We’re here at the Rev. Martin’s house in Elk Garden, Va. This man and his family are famous in these parts for rolling out the red carpet for bikers. In fact, there is a bicycle frame with a black cut-out in the front yard fashioned from scrap iron. They go so far as to chase you in the car if you pass the house, which is what happened to us.

Two people had told us about the Martins and we were going to just stop to say hi–it was only 4 p.m. and we wanted to make some more miles–but “Chuck” said, “If you leave you’ll miss hamburgers, potato salad and homemade ice cream. And breakfast in the morning.” We stayed.

There are three other cyclists here and a hitch-hiker and some other extended family members. With the Martins’ kids, there are 13 people here tonight.

The bikers will stay in the log cabin behind the house. The church (Methodist) is next to the house. We all feel slightly awkward. Nobody knows each other and we are all trying to figure out why total strangers are being so friendly and hospitable. The fact is, they seem to be genuine. It’s hard to imagine, but true: we have the run of the house, at their urging: shower, laundry, etc.

Mrs. Martin tells me that a sign I saw in the road today was the result of a shooting last night. In the last part of our 50 miles we saw opposite a few mobile homes a small metal sign on the road that said: “Slow, funeral.”

There were no cars, though, and nothing happening anywhere. About 100 or so feet later there was another sign that said, “Thank you.”

Come to find out from Mrs. Martin some guy “blew a man’s head off” near the country store. Mrs. Martin’s daughter said it was supposedly drug-related.

“Man upstairs” looks after Dan

Dan, the hitch-hiking hiker, who was likely in his 20s, was telling me about himself and how he has been on the road for eight years. He works for three or four days (any kind of construction or whatever else he can find) and then hits the trout streams. He was heading out from his parents’ home in Bluefield for Salt Lake. Chuck picked him up hitch-hiking and brought him to the house. He’s been there two days, I think. He was telling me about how his father drinks two fifths of liquor a day and has worked 33 years in the coal mines. Dan was saying how he has been shot and stabbed and in jail and how “the man upstairs” took care of him — sure didn’t sound like it to me — and guides him even now. I said that was nice.

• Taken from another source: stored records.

PR #619, opened 2026-03-31
Bump btf-rs & related improvements

atenart:
Bumps btf-rs to the upcoming 2.0 release and take advantage of the new features. Also improve BTF handling in Retis wrt to performances.

The decision on whether or not to use the cache backend in Retis is up for discussion, this was done in the PR but can be removed.

This is marked as an RFC until btf-rs 2.0 is released, in the meantime having a consumer of the new features and improvements can be useful to test them.


atenart:
Runtime tests are failing on older distros because `Backend::Mmap` isn't supported on older kernels and we need to use `Backend::Mmap` as a fallback. I'll fix this if we go in this direction.

atenart:
Removing RFC as `btf-rs` 2.0 is now officially released and available.

vlrpl (approved):
thanks for this work!
I manually triggered some of functional tests (it seems for some reason they were never executed, or the reference of the runs got kind of lost).
Approving this in the meantime waiting for them to complete.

The three other cyclists are from near Hartford, Conn. They are on the ’76 trail, too, but will go the Pacific Northwest route from Colorado, where we dip south. We were all comparing notes this afternoon, and I think they have had many more problems than Bis and I: broken spokes, a bent frame, several accidents which saw their fourth rider drop out near Washington D.C. It gave us a whole new perspective.

Great ride

Today’s ride was great. We came 50 miles in no time, even with a five-mile uphill as steep as any we have seen; nothing but switchback after switchback.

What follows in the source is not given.